Work required
Type out the records again, exactly as they are.

[Exercise data Boundary: Start]

PR #762, opened 2022-11-20
Temporal cleanup

kiilerix:
The superbeat change needs special attention.


libs/ardour/luabindings.cc
```diff
@@ -684,7 +684,7 @@ LuaBindings::common (lua_State* L)
 #endif
 		.addFunction ("magnitude", &Temporal::timecnt_t::magnitude)
 		.addFunction ("position", &Temporal::timecnt_t::position)
-		.addFunction ("origin", &Temporal::timecnt_t::origin)
+		.addFunction ("origin", &Temporal::timecnt_t::position)  // backwards compatibility
```
x42, line 687: There is no need to keep Lua API backwards compatible. For better or worse it follows libardour's API and things break on occasion.
There is also currently no script in share/scripts/*.lua that uses that API.

kiilerix: That does indeed sound "worse" ;-)
Breaking a public API unnecessarily is so much against my beliefs ...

[Exercise data Boundary: End]

Response to this task
PR #762, opened 2022-11-20
Temporal cleanup

kiilerix:
The superbeat change needs special attention.


libs/ardour/luabindings.cc
```diff
@@ -684,7 +684,7 @@ LuaBindings::common (lua_State* L)
 #endif
 		.addFunction ("magnitude", &Temporal::timecnt_t::magnitude)
 		.addFunction ("position", &Temporal::timecnt_t::position)
-		.addFunction ("origin", &Temporal::timecnt_t::origin)
+		.addFunction ("origin", &Temporal::timecnt_t::position)  // backwards compatibility
```
x42, line 687: There is no need to keep Lua API backwards compatible. For better or worse it follows libardour's API and things break on occasion.
There is also currently no script in share/scripts/*.lua that uses that API.

kiilerix: That does indeed sound "worse" ;-)
Breaking a public API unnecessarily is so much against my beliefs ...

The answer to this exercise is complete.